Your goal: Every record shown here must be duplicated without change.

Collected data:
########

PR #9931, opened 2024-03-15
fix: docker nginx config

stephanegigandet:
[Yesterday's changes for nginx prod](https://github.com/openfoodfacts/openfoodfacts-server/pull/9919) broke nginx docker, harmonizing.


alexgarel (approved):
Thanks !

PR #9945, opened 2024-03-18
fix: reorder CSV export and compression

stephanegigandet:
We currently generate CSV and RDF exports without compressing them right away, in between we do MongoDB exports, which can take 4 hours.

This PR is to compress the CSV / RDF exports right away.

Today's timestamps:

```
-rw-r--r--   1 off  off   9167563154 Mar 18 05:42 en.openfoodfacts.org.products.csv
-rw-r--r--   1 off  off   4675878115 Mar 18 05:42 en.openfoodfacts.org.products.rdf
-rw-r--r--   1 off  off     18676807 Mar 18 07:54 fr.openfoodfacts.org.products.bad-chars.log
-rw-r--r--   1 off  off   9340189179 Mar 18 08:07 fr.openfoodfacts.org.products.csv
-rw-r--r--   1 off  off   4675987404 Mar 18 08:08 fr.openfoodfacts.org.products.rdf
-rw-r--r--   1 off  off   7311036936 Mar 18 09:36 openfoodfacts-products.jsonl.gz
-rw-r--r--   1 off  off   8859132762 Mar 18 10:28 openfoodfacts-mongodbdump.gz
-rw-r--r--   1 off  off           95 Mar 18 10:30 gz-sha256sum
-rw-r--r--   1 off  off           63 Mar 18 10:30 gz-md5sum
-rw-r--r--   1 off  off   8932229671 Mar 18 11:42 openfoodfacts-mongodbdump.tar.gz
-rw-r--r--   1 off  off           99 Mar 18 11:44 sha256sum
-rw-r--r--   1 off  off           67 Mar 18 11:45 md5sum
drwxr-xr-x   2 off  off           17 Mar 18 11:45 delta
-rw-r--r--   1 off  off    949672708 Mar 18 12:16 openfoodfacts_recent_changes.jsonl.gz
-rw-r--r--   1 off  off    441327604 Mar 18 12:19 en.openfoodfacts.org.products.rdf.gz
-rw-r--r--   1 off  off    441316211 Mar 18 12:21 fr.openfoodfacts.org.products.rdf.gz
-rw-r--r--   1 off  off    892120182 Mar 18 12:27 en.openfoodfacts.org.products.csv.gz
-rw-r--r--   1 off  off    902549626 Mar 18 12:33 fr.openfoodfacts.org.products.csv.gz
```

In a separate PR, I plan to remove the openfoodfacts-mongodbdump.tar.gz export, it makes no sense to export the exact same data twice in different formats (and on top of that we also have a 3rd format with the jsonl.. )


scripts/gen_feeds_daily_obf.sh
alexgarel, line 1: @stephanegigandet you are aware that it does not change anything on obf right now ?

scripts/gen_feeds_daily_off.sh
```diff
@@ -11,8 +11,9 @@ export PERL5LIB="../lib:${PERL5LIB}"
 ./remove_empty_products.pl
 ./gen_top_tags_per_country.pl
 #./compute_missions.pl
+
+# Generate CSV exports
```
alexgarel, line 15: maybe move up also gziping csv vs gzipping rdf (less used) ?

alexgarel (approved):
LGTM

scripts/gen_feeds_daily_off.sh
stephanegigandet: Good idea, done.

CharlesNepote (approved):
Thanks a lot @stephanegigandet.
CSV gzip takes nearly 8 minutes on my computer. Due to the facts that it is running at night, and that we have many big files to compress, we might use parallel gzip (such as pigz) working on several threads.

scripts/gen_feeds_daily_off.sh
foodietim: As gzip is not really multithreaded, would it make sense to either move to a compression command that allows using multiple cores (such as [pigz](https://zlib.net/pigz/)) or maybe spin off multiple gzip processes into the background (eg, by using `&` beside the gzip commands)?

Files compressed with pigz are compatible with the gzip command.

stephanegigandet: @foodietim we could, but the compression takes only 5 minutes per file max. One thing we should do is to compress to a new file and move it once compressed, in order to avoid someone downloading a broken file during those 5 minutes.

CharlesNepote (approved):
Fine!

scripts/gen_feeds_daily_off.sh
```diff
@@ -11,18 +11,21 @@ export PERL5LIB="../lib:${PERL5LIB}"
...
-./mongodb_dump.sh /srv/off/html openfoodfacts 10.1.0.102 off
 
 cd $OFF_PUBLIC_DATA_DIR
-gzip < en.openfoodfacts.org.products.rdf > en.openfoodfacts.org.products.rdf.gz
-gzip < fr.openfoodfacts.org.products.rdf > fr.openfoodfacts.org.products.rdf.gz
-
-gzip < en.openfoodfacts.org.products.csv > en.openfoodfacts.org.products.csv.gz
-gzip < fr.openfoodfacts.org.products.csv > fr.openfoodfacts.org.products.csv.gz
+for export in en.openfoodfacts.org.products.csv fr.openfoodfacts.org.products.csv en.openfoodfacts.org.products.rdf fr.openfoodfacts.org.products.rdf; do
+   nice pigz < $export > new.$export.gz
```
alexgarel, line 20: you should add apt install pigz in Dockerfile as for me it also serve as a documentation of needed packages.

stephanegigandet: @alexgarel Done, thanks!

########

Result for this task:
PR #9931, opened 2024-03-15
fix: docker nginx config

stephanegigandet:
[Yesterday's changes for nginx prod](https://github.com/openfoodfacts/openfoodfacts-server/pull/9919) broke nginx docker, harmonizing.


alexgarel (approved):
Thanks !

PR #9945, opened 2024-03-18
fix: reorder CSV export and compression

stephanegigandet:
We currently generate CSV and RDF exports without compressing them right away, in between we do MongoDB exports, which can take 4 hours.

This PR is to compress the CSV / RDF exports right away.

Today's timestamps:

```
-rw-r--r--   1 off  off   9167563154 Mar 18 05:42 en.openfoodfacts.org.products.csv
-rw-r--r--   1 off  off   4675878115 Mar 18 05:42 en.openfoodfacts.org.products.rdf
-rw-r--r--   1 off  off     18676807 Mar 18 07:54 fr.openfoodfacts.org.products.bad-chars.log
-rw-r--r--   1 off  off   9340189179 Mar 18 08:07 fr.openfoodfacts.org.products.csv
-rw-r--r--   1 off  off   4675987404 Mar 18 08:08 fr.openfoodfacts.org.products.rdf
-rw-r--r--   1 off  off   7311036936 Mar 18 09:36 openfoodfacts-products.jsonl.gz
-rw-r--r--   1 off  off   8859132762 Mar 18 10:28 openfoodfacts-mongodbdump.gz
-rw-r--r--   1 off  off           95 Mar 18 10:30 gz-sha256sum
-rw-r--r--   1 off  off           63 Mar 18 10:30 gz-md5sum
-rw-r--r--   1 off  off   8932229671 Mar 18 11:42 openfoodfacts-mongodbdump.tar.gz
-rw-r--r--   1 off  off           99 Mar 18 11:44 sha256sum
-rw-r--r--   1 off  off           67 Mar 18 11:45 md5sum
drwxr-xr-x   2 off  off           17 Mar 18 11:45 delta
-rw-r--r--   1 off  off    949672708 Mar 18 12:16 openfoodfacts_recent_changes.jsonl.gz
-rw-r--r--   1 off  off    441327604 Mar 18 12:19 en.openfoodfacts.org.products.rdf.gz
-rw-r--r--   1 off  off    441316211 Mar 18 12:21 fr.openfoodfacts.org.products.rdf.gz
-rw-r--r--   1 off  off    892120182 Mar 18 12:27 en.openfoodfacts.org.products.csv.gz
-rw-r--r--   1 off  off    902549626 Mar 18 12:33 fr.openfoodfacts.org.products.csv.gz
```

In a separate PR, I plan to remove the openfoodfacts-mongodbdump.tar.gz export, it makes no sense to export the exact same data twice in different formats (and on top of that we also have a 3rd format with the jsonl.. )


scripts/gen_feeds_daily_obf.sh
alexgarel, line 1: @stephanegigandet you are aware that it does not change anything on obf right now ?

scripts/gen_feeds_daily_off.sh
```diff
@@ -11,8 +11,9 @@ export PERL5LIB="../lib:${PERL5LIB}"
 ./remove_empty_products.pl
 ./gen_top_tags_per_country.pl
 #./compute_missions.pl
+
+# Generate CSV exports
```
alexgarel, line 15: maybe move up also gziping csv vs gzipping rdf (less used) ?

alexgarel (approved):
LGTM

scripts/gen_feeds_daily_off.sh
stephanegigandet: Good idea, done.

CharlesNepote (approved):
Thanks a lot @stephanegigandet.
CSV gzip takes nearly 8 minutes on my computer. Due to the facts that it is running at night, and that we have many big files to compress, we might use parallel gzip (such as pigz) working on several threads.

scripts/gen_feeds_daily_off.sh
foodietim: As gzip is not really multithreaded, would it make sense to either move to a compression command that allows using multiple cores (such as [pigz](https://zlib.net/pigz/)) or maybe spin off multiple gzip processes into the background (eg, by using `&` beside the gzip commands)?

Files compressed with pigz are compatible with the gzip command.

stephanegigandet: @foodietim we could, but the compression takes only 5 minutes per file max. One thing we should do is to compress to a new file and move it once compressed, in order to avoid someone downloading a broken file during those 5 minutes.

CharlesNepote (approved):
Fine!

scripts/gen_feeds_daily_off.sh
```diff
@@ -11,18 +11,21 @@ export PERL5LIB="../lib:${PERL5LIB}"
...
-./mongodb_dump.sh /srv/off/html openfoodfacts 10.1.0.102 off
 
 cd $OFF_PUBLIC_DATA_DIR
-gzip < en.openfoodfacts.org.products.rdf > en.openfoodfacts.org.products.rdf.gz
-gzip < fr.openfoodfacts.org.products.rdf > fr.openfoodfacts.org.products.rdf.gz
-
-gzip < en.openfoodfacts.org.products.csv > en.openfoodfacts.org.products.csv.gz
-gzip < fr.openfoodfacts.org.products.csv > fr.openfoodfacts.org.products.csv.gz
+for export in en.openfoodfacts.org.products.csv fr.openfoodfacts.org.products.csv en.openfoodfacts.org.products.rdf fr.openfoodfacts.org.products.rdf; do
+   nice pigz < $export > new.$export.gz
```
alexgarel, line 20: you should add apt install pigz in Dockerfile as for me it also serve as a documentation of needed packages.

stephanegigandet: @alexgarel Done, thanks!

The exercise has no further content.